Comment fait on pour exporter la valeur de la variable à l'ensemble du programme ?


----------



## Céroce (3 Janvier 2011)

TopCao a dit:


> Comment fait on pour exporter la valeur de la variable à l'ensemble du programme ?



On ne fait pas.

Non pas que ce soit impossible (ça s'appelle une variable globale) mais c'est la meilleure manière de rendre un programme bogué et impossible à modifier. Il existe toujours un autre moyen.


----------



## ntx (3 Janvier 2011)

TopCao a dit:


> Comment fait on pour exporter la valeur de la variable à l'ensemble du programme ?


On apprend à utiliser les design pattern et dans ce cas le singleton. Mais bien sûr à n'utiliser qu'à bon escient 

Et quel rapport avant ton problème ?


----------



## TopCao (4 Janvier 2011)

ntx a dit:


> On apprend à utiliser les design pattern et dans ce cas le singleton.
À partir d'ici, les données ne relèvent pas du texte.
PR #908, opened 2021-12-17
[enterprise-logs] remove fields that make it hard to do helm updates

trevorwhitney:
I'm no helm expert, but I found by setting the selector to explicitly `null`, and using the `checksum/config` annotation, it made it hard to do a helm upgrade of the enterprise logs chart. Since the tokengen is a job, `spec.selector` and `spec.template` are immutable, thus updates always fail when `selector` is trying to be set to `null`, and also fail whenever theres a change to config. I think in the case of the tokenjob it is expected you will have to delete it an recreate it to make changes.

### DIFF
--- a/charts/enterprise-logs/CHANGELOG.md
+++ b/charts/enterprise-logs/CHANGELOG.md
@@ -11,6 +11,10 @@ Entries should be ordered as follows:
 
 Entries should include a reference to the pull request that introduced the change.
 
+## 1.3.4
+
+- [CHANGE] Remove selector and config hash annotations from the tokengen job that make it hard to update the helm chart after deploying that job
+
 ## 1.3.3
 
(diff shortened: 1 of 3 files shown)


zanhsieh:
@trevorwhitney 
Please bump chart to latest version.

chaudum (commented):
LGMT
Please also add a changelog entry and update the version of the chart.

zanhsieh:
@trevorwhitney 
Please sign DCO too. Thank you.

trevorwhitney:
@zanhsieh so, I have signed the DCO. That check seems to fail whenever I don't do `--signoff` with my commits. Why is this necessary? I am signing commits with GPG, and as far as I can tell, the `--signoff` flag only adds the string `Signed-off-by: Trevor Whitney <trevorjwhitney@gmail.com>` to the commit message. Seems like GPG should be sufficient in confirming my identity, yeah?

zanhsieh (approved):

Mais bien sûr à n'utiliser qu'à bon escient
> 
> Et quel rapport avant ton problème ?


 Mon programme est divisé en 2 fonctions
- la première va lire le header contenu dans des fichiers DICOM pour en extraire des valeurs (partie faite et qui fonctionne bien)
- la seconde va utiliser ces valeurs dans des calculs.
- pour courronner le tout, les valeurs devraient pouvoir s'afficher dans la GUI

merci pour votre aide


----------



## tatouille (4 Janvier 2011)

TopCao a dit:


> Mon programme est divisé en 2 fonctions
> - la première va lire le header contenu dans des fichiers DICOM pour en extraire des valeurs (partie faite et qui fonctionne bien)
> - la seconde va utiliser ces valeurs dans des calculs.
> - pour courronner le tout, les valeurs devraient pouvoir s'afficher dans la GUI
> ...



creer un object DICOM qui represente les valeurs lues dans un fichier
si tu as plusieur tu crees une collection (ARRAY/VECTOR) puis tu wrap tout ca dans une class DICOMController
que tu instancies pour le dure de vie de ton app (app delegate), les membres de classe "sont la chose que tu veux"

je te conseillerais plutot de commencer avec des simples programmes en c++ avant t'attaquer cocoa et ses objets 
ou plus simple python ou ruby il te manque des grosses bases on ne travaille pas avec des fonctions flottantes (meme en C plain  on utilise des patterns comme les exo-constructors (une structure passée par ref de function en function un bonne exemple le corefoundation d'apple))


----------



## TopCao (4 Janvier 2011)

tatouille a dit:


> creer un object DICOM qui represente les valeurs lues dans un fichier
> si tu as plusieur tu crees une collection (ARRAY/VECTOR) puis tu wrap tout ca dans une class DICOMController
> que tu instancies pour le dure de vie de ton app (app delegate), les membres de classe "sont la chose que tu veux"
> 
> ...


 
Comme je le disais en préambule de ce post, je débute totalement dans la programmation en cocoa. J'ai fait beaucoup d'algorithmique avec MatLab, que j'ai appris seul et sur le tas, mais je ne suis pas du tout informaticien et je n'ai jamais pris de cours. Même si j'en avais envie, je n'en n'aurai pas le temps...
Bref, tout ca pour te demander conseil sur OU et COMMENT obtenir ces grosses bases qu'il me manque.
Merci pour ton aide en tout cas.


----------



## ntx (4 Janvier 2011)

TopCao a dit:


> Comme je le disais en préambule de ce post, je débute totalement dans la programmation en cocoa.


C'est là le problème : Cocoa c'est la dernière étape, pas la première. 

Il te manque les bases de la programmation, du C, de la programmation objet, de l'Obj-C; et après savoir maîtriser un minimum tout cela, tu pourras essayer de comprendre Cocoa.

Il y a tout les tutoriels qu'il te faut sur Google et on en a déjà mille fois parlé sur ce fourm, fais une recherche.


----------